De sus años en el Seminario Pontificio Santo Tomás de Aquino al que entró el ocho de mayo de 1948, recuerda a su segundo rector, el padre Ceferino Ruiz, a sus instructores Ignacio Lamamiere de Clairac, Láutico García, José María Uranga, el padre Álvarez… Después de obtener licenciatura en Filosofía en la Universidad de Santo Domingo, viajó a la Pontificia Universidad Lateranense de Roma donde estudió Derecho Canónico. Hizo cursos de pastoral de conjunto, fue delegado en encuentros del CELAM, construyó parroquia en Bonao, donde estuvo varios años, fue párroco de San Francisco de Macorís hasta que fue electo obispo Mao-Montecristi cuando se creó la diócesis el 15 de enero de 1978, dos meses antes de que el Nuncio Giovanni Gravelli lo ordenara obispo, el cuatro de marzo.

Este 2005, arriba a la edad de su renuncia que no se sabe si aceptará o no el Santo Padre. De ninguna manera se retirará de Mao. Entregará la casa donde vive, el vehículo en que se moviliza, y cargará la misma humilde maleta con que llegó hace 27 años, pero no se desvinculará de la Iglesia y morirá en Valverde en cuya catedral quiere ser enterrado.
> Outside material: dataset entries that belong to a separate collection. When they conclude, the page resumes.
PR #6675, opened 2026-08-20
gateway: make AI-SDK-native the unconditional default; remove GATEWAY_AI_SDK_NATIVE

markokraemer:
## Problem

The native `/language-model` (llm-gateway / `@ai-sdk/gateway`) transport was gated by `GATEWAY_AI_SDK_NATIVE`, read **independently** by two services:
- `kortix-api` — when on, bakes `KORTIX_LLM_AI_SDK_NATIVE=true` into every session (opencode uses `@ai-sdk/gateway`).
- the standalone `llm-gateway` — Caddy routes `/v1/llm*` here; it serves the native ingress only when its **own** copy of the flag is on.

On the Essentia self-host box these drifted apart (the gateway had it off — unset with an old image default — while sessions were baked native), so every turn 404'd **"AI-SDK-native gateway ingress is not enabled."** A per-service/per-image toggle for one wire format is a foot-gun with no upside: the native path is verified across every provider and is strictly better (lossless reasoning signatures, refusals, tools 1:1).

## Change — native is unconditional, the flag is gone

- **`packages/llm-gateway/create-gateway.ts`**: `languageModel` always serves — dropped the `aiSdkNative` 404 gate; removed `aiSdkNative` from `GatewayConfig`.
- **`apps/llm-gateway` + `apps/api` config**: removed `GATEWAY_AI_SDK_NATIVE` / `aiSdkNative`.
- **`wire.ts`**: always mounts `/v1/llm/language-model`.
- **`session-sandbox.ts`**: always injects `KORTIX_LLM_AI_SDK_NATIVE=true`. The daemon's transport selector stays as an always-true marker — **backward-compatible with already-baked snapshots, no rebuild needed** (opencode.ts behavior unchanged; comments updated).
- The OpenAI-compat `/chat/completions` path stays for other callers and as the daemon's absent-env fallback.

## Tests

- Deleted the flag-parsing test; dropped the flag-off cases; kept/added the always-mounted assertions.
- Green: `language-model-handler` **17/17**, `wire-language-model` **2/2**, `session-sandbox` **14/14**. `apps/api` + `apps/llm-gateway` + `packages/llm-gateway` typecheck clean.

## Ops

- Applied live on the Essentia box already (set the flag on the gateway + recreated) — the 404 is gone; box is on latest `dev-latest`, all healthy.
- **Supersedes #6670** (which only patched the self-host compose asset). Once this ships, the flag is inert everywhere.


markokraemer:
Superseded by #REPLACE — we're removing the AI-SDK-native path entirely (it broke twice in prod), not making it unconditional. See the removal PR.

PR #6680, opened 2026-08-20
fix(sdk): sub-agent panels stop throwing 'Invalid session id' + quieter landing hero

markokraemer:
Two independent things, one commit each, so they can be reviewed (or reverted) separately.

## 1 · `fix(sdk)` — sub-agent panels stop throwing "Invalid session id"

Opening the "Agent · general: …" sub-session panel fired

```
GET /projects/undefined/sessions/undefined/prompts  →  400 Invalid session id
```

and dropped a red toast next to a sub-agent that was streaming perfectly.

This looked impossible, because `useSessionPrompts` already gates on `!!projectId && !!sessionId`. The catch: **`enabled` only governs react-query's scheduling.** `QueryObserver.refetch()` goes straight to `query.fetch()` with no `enabled` check —

```js
refetch({ ...options } = {}) {
  return this.fetch({ ...options });
}
```

(`@tanstack/query-core@5.101.2`, `queryObserver.js:158`.) And `session-chat.tsx:2331` refetches the inbox on every new user bubble — exactly what a streaming sub-agent produces. `SubSessionModal` renders `SessionChat` with a `sessionId` and no project ids, so both were genuinely `undefined`; `listSessionPrompts` interpolated them into its template literal and they came back out as the literal text.

Fixed on both paths rather than at the toast: `readSessionPromptsInbox` refuses the read when either id is missing and returns the cached rows, so the project-scoped URL can never be constructed, and the hook's `refetch` now honours the same gate. Two lying `projectId!` / `sessionId!` assertions are gone. Not re-exported from the barrel — **no public-surface change**, snapshots untouched.

3 regression tests, written failing first.

## 2 · `feat(marketing)` — quieter landing hero

- **Floating scroll pill hidden.** It carried the install command plus a Get started button and hovered over the copy for most of the scroll. Component and its `cta-pill-anchor` marker left intact.
- **Hero's own Request demo / Get started hidden.** The navbar still carries both at every scroll position, so the page keeps its CTAs. The block is commented in place with a note naming the two imports a restore also has to re-add — they were dropped so the file stays lint-clean while the block is dead.
- **Top block centred**, now that nothing anchors the bottom-left. `mx-auto` on the measures is the load-bearing part: `max-w-3xl` alone stays flush-left inside `max-w-7xl`, so `text-center` on its own would have centred the glyphs and left the block off-axis.

Measured at 1440 / 1024 / 390 — left and right gaps match within **0.02px**, and the eyebrow's logos stay glued to their labels when the row wraps on a phone.

## Verification

| gate | result |
|---|---|
| `packages/sdk` `tsc --noEmit` | clean (both projects) |
| `packages/sdk` `bun test --isolate src` | **2356 pass / 0 fail** |
| `packages/sdk` `smoke-install.mjs` | ✔ passed |
| `apps/web` `tsc --noEmit` | clean outside the 3 known `@types/bun` `test.each` files |
| `apps/web` `bun test` | **7915 pass / 0 fail** |
| `eslint` on changed files | 0 errors |
| `prettier --check` on changed files | clean |

Browser, against the running local stack: navbar lists `Request demo` + `Get started`, `h1` centred 256/256, no install pill in the DOM, no page errors.

## Not verified

**Nobody clicked the sub-agent panel.** Reproducing needs a live run that spawns a sub-agent *and* puts a user bubble in the child transcript. Every link is proven independently — the disabled-query refetch in the library source, the `undefined` → text interpolation, a real `400 {"error":"Invalid session id"}` from the local API, and the `onError` → `errorToast` sink — but the click itself is unobserved. **Worth confirming on dev after merge:** open a session with a sub-agent panel, check the Network tab for no `/projects/undefined/…` and no red toast.

Known cosmetic wrinkle at 390px: the subhead wraps to four lines with a two-word last line. 148 characters against a 346px measure — copy, not CSS.

## Separate finding, deliberately not fixed here

`.claude/skills/learnings/SKILL.md` and `packages/sdk/PROGRESS.md` carry diff3 conflict markers (`||||||| <sha>`) committed into `main`. `git blame` points at two merge commits on `legacy-billing-truth` (`29dc75a26d`, `384baf9ad9`). They render as literal junk in both docs. Left alone rather than mixing an unrelated cleanup into this branch — happy to send a one-line PR.

### DIFF
--- a/apps/web/src/app/(public)/(marketing)/(home)/page.tsx
+++ b/apps/web/src/app/(public)/(marketing)/(home)/page.tsx
@@ -5,7 +5,7 @@ import Hero from '@/features/marketing/hero';
 import { HowItWorks } from '@/features/marketing/how-it-work/how-it-works';
 import { CtaSection } from '@/features/marketing/landing/cta-section';
 import { LogoStrip } from '@/features/marketing/landing/logo-strip';
-import { ScrollCtaPill } from '@/features/marketing/landing/scroll-cta-pill';
+// import { ScrollCtaPill } from '@/features/marketing/landing/scroll-cta-pill';
 import { TrustSection } from '@/features/marketing/landing/trust-section';
 import { UseCaseWheel } from '@/features/marketing/landing/use-case-wheel';
 import { OpenSourceSection } from '@/features/marketing/open-source/open-source-section';
@@ -58,7 +58,11 @@ export default function Home() {
       {/* Close, standing on its own */}
       <CtaSection />
 
-      <ScrollCtaPill />
+      {/* Floating install pill — hidden on request: it hovers over the copy as
+          you scroll and reads as too much on top of the sticky navbar, which
+          already carries Get started. The component and the `cta-pill-anchor`
+          div above are intact, so restoring it is uncommenting these two lines. */}
+      {/* <ScrollCtaPill /> */}
     </div>
   );
 }
--- a/apps/web/src/features/marketing/hero.tsx
+++ b/apps/web/src/features/marketing/hero.tsx
@@ -1,6 +1,5 @@
 'use client';
 
-import { Button } from '@/components/ui/marketing/button';
 import { WallpaperBackground } from '@/components/ui/wallpaper-background';
 import { useRequestDemo } from '@/features/contact/request-demo-provider';
 import { Claude } from '@/features/icon/icons/claude';
@@ -10,7 +9,6 @@ import { hero, heroEyebrow } from '@/features/marketing/landing/content';
 import { useAuth } from '@/features/providers/auth-provider';
 import { trackCtaSignup } from '@/lib/analytics/gtm';
 import { latestProjectPath } from '@/lib/onboarding/last-project-cookie';
-import { ArrowRightIcon } from '@phosphor-icons/react';
 import { type ReactNode, useCallback } from 'react';
 
 /** `heroEyebrow.rivals[].icon` selects a logo by name at runtime, so it can't be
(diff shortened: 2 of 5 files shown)


markokraemer:
### 15 pass / 1 fail — and the one failure is reproduced on an unrelated branch

`all local tests / warm browser-1 worker` fails **one** spec:

```
08-accounts-project-access — "API and web enforce account roles plus project-scoped access"
Error: expect(received).toBe(expected)   Expected: true   Received: false
page snapshot: heading "Forbidden", heading "Not found"
```

I downloaded the browser-1 artifact from **`secrets-egress-flag`** (run 32402465724) — a branch with nothing in common with this one — and it fails the **same single spec** with the **same assertion** and the same `Forbidden` heading in its page snapshot. Same `main`, same lane, same result.

That spec is an accounts/invites/RBAC test. This PR changes an SDK react-query guard and two marketing files: no API, no auth, no RBAC, no route. There is no mechanism by which it could produce a `Forbidden`/`Not found` on a project-access assertion.

Worth separating from the earlier noise on #6663: the **core worker fixture failure is genuinely fixed** — `ba9e37597d` ("test(ke2e): complete bootstrap response mocks") landed on main and completes the response mocks that `principals.ts:112`'s `res.status([200, 201])` needed. `unit/provisioning-perf.test.ts` + `unit/local-profile.test.ts` now run **27/27 green** locally, and **core worker passed on this PR** — the first green core lane in the recent run history. Browser-2 and packages also passed here.

So the remaining red is one RBAC browser spec that is failing for everyone right now, and it deserves its own fix rather than blocking this.

Merging.

PR #6684, opened 2026-08-20
fix(boot): the managed-skill overlay no longer counts as the user's changes

markokraemer:
## The report

A brand-new session, a throwaway question (not a code task), and the header immediately claimed:

> **32 changes in this version** — Not in your `main` version yet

Todavía, empero, no piensa en despedidas ni partidas. Lo único que hace, por ahora, es pedir perdón. “A todos los que, quizás sin pretenderlo, he podido ofender, disgustar, en estos cincuenta años de sacerdocio, en estos 27 de obispo, me daría mucho gusto que se acercaran a mí y me expresaran su perdón, que yo les solicito con mucha humildad… Que todo el mundo sepa que perdono, que no hay en mí ningún sentimiento de rencor…”.